*WHAT TO DO:* Answer with a single number stating how many lines of the entries below include the string "AppConstants".

::::

Issue #251, opened 2018-08-06
Use SES for emails


groovecoder:
On local machines and the heroku dev instance, we are using mailgun for emails.

For staging & prod we will need to use SES. To use SES, we will need to:

1. [x] Change the SMTP config to SES (See [bug 1480435](https://bugzilla.mozilla.org/show_bug.cgi?id=1480435))
2. [x] Specify a configuration set with an SMTP header: `X-SES-CONFIGURATION-SET: <ConfigSet>` (See [docs](https://docs.aws.amazon.com/ses/latest/DeveloperGuide/using-configuration-sets-in-email.html))
3. [x] Add a `/ses/notification` endpoint to handle email bounce notifications and delete those users from our subscribers
4. [ ] Add authentication (HTTP basic auth or digital signature verification) to `/ses/notification`

groovecoder:
@Micheletto - please let me know what SES SMTP values we can try ASAP.
```
SMTP_HOST=""
SMTP_PORT=
SMTP_USERNAME=""
SMTP_PASSWORD=""
```

pdehaan:
> Add a `/ses-bounce` endpoint to handle email bounce notifications and delete those users from our subscribers

How many bounced emails would we allow before removing a user from the subscribers table? 1? 4?

groovecoder:
I'm leaving this issue open because I still need to add authentication to the endpoint. Either HTTP basic auth (has been problematic) or digital signature verification. I'll update the description.

PR #256, opened 2018-08-10
for #251: SES needs a specific From: address

groovecoder:
for #251: fix verification token for email template

 for #251: add /ses/notification endpoint


routes/user.js
```diff
@@ -22,9 +22,10 @@ const urlEncodedParser = bodyParser.urlencoded({ extended: false });
 
 router.post("/add", urlEncodedParser, async (req, res) => {
   const email = req.body.email;
-  const verificationToken = await DB.addSubscriberUnverifiedEmailHash(email);
+  const unverifiedSubscriber = await DB.addSubscriberUnverifiedEmailHash(email);
+  const verificationToken = unverifiedSubscriber.verification_token;
 
-  const url = `${AppConstants.SERVER_URL}/user/verify?token=${encodeURIComponent(verificationToken)}&email=${encodeURIComponent(email)}`;
+  const url = `${AppConstants.SERVER_URL}/user/verify?token=${encodeURIComponent(verificationToken)}`;
```
groovecoder: I decided to drop the extra use of the plaintext email in the verification link to prevent leakage via any `Referer` values.

email-utils.js
```diff
@@ -76,8 +76,9 @@ const EmailUtils = {
 
     return new Promise((resolve, reject) => {
       gTransporter.use("compile", hbs(hbsOptions));
+      const emailFrom = AppConstants.EMAIL_FROM || `"Firefox Monitor" < ${kSMTPUsername}`;
```
pdehaan: This feels suspicious to me now.
Before we had `<${kSMTPUsername}>`, but now we have an extra space after the `<` and it looks like the `>` is missing.

routes/ses.js
```diff
@@ -0,0 +1,24 @@
+"use strict";
+
+const express = require("express");
+const bodyParser = require("body-parser");
+
+const router = express.Router();
+const jsonParser = bodyParser.json();
+
+
+router.post("/notification", jsonParser, async (req, res) => {
```
pdehaan: Does this need to be an `async` handler?

routes/ses.js
```diff
@@ -0,0 +1,24 @@
...
+  try {
+    console.log("ses-notification request body: ", req.body);
+
+    res.status(200).json(
+      {status: "OK"}
+    );
+  } catch (e) {
+    res.status(500).json(
+      {info: "Internal error."}
+    );
```
pdehaan: Do we have some server logging enabled somewhere that will tell us if we ever have cases of 500s? Curious how the `.catch()` would ever be reached even, since the method doesn't really _do_ anything or process the `req.body` or whatever.

db/DB.js
```diff
@@ -30,7 +29,7 @@ const DB = {
   },
 
   async verifyEmailHash(token, email) {
```
pdehaan: Drop the `email` attribute now?

email-utils.js
groovecoder: Good catch.

routes/ses.js
groovecoder: It will be. It will make `await` calls to async `DB` functions for updating the `subscribers` table on bounce & complaint notifications.

routes/ses.js
groovecoder: We have heroku & papertrail logging on heroku. I'm sure @Micheletto and Ops team have their own response logging too.

This is still WIP so no functional code in here yet. Just making sure we're getting notifications from SES.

::::

*TASK RESPONSE:* 3